The first part of the thesis focuses on failure prediction using log data. While several Machine Learning (ML) and Deep Learning (DL) methods have been proposed, existing empirical studies are limited in scope, often examining only a subset of DL architectures or narrow dataset conditions. This thesis systematically investigates the combination of different log embedding strategies with major types of DL architectures, including Recurrent Neural Networks (RNNs), Convolutional Neural Networks (CNNs), and transformers. To enable a comprehensive evaluation, we design a modular architecture to accommodate various embedding strategies with different DL encoder configurations and synthesize 360 datasets with controlled characteristics, such as dataset size and failure rate, across three distinct system behavioral models. Experimental results demonstrate that CNN-based models with the Logkey2vec embedding strategy achieve the best overall performance, particularly when the dataset size exceeds 350 instances or when the failure rate exceeds 7.5%. These findings provide actionable insights into selecting effective models depending on dataset characteristics.

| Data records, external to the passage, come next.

PR #84, opened 2021-11-10
Feature/as 3122 saving to db

shepda:
1. Update the api to save has appeal data with a stored procedure. This accepts a json string as a param, fetched the latest record, merges the json data with the latest record and saves as a new record. The trigger then makes the new record the latest record.

2. Update the appeals journey pages in the web-app to save data after each page submission. The json created after each page submission needs to have certain field names to match what the stored procedure is expecting and this mapping is handled by `src/config/db-fields.js`. Any additional fields in the json that the stored procedure isn't expecting will be ignored.


packages/api/database/migrations/00025-create-create-has-appeal-procedure.js
```diff
@@ -0,0 +1,193 @@
...
+        @inspectorFirstName = InspectorFirstName,
+        @inspectorSurname = InspectorSurname,
+        @inspectorId = InspectorID,
+        @inspectorSpecialismId = InspectorSpecialismID,
+        @scheduledSiteVisitDate = ScheduledSiteVisitDate,
+        @decisionOutcomeId = DecisionOutcomeID,
+        @decisionLetterId = DecisionLetterID,
+        @decisionDate = DecisionDate,
+        @descriptionDevelopment = DescriptionDevelopment
+      FROM HASAppeal
```
rcmsoftwaredevelopment, line 59: Can this be done with (nolock)

rcmsoftwaredevelopment (approved):

packages/api/database/migrations/00025-create-create-has-appeal-procedure.js
shepda: Sure, will do

rcmsoftwaredevelopment (approved):

PR #92, opened 2021-11-16
feat(as-3690): set outcome for the questionnaire review

demzzydev:
feat(as-3690): setting outcome with db integration


swdpcomputing (changes requested):
Please rebase commits down to one commit.

swdpcomputing (approved):

PR #99, opened 2021-11-19
fix(as-3039): populate user selected/entered data during page navigation

nssdesikan:
This fix populates the values that the CO selected / Entered in the Review Questionnaire page whenever they navigated back to this page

The second part of the thesis addresses Anomaly Detection in Unstable Logs (ULAD), a more realistic but underexplored situation where logs evolve due to software or environmental changes. Existing approaches based on machine learning typically require substantial labeled data, whereas LLMs can generalize with little data but struggle to capture structured log patterns. To address these complementary limitations, this thesis introduces FlexLog, a novel hybrid approach that integrates simple ML models (Decision Trees (DT), K-Nearest Neighbors (KNN), and Single-layer Feedforward Network (SLFN)) with a LLM (Mistral) through ensemble learning. FlexLog further incorporates a cache and a retrieval-augmented generation (RAG) components to improve time efficiency and accuracy, respectively. We evaluate FlexLog on four datasets specifically configured for unstable log anomaly detection. Results show that FlexLog consistently outperforms baseline methods by at least 1.2 percentage points (pp) in F1 score, while reducing labeled data requirements by 62.87 pp. When trained on the same amount of data as the baselines, FlexLog achieves up to a 13 pp increase in F1 score on the ADFA-U dataset, while maintaining an inference time of less than one second per log sequence, making it suitable for most practical applications.
By systematically evaluating deep learning architectures for log-based failure prediction and introducing a hybrid ML-LLM framework for detecting unstable log anomalies, this thesis provides a unified and empirical foundation for advancing log-based dependability analysis. To ensure reproducibility and enable future research, all datasets, tools, and experimental results are made publicly available.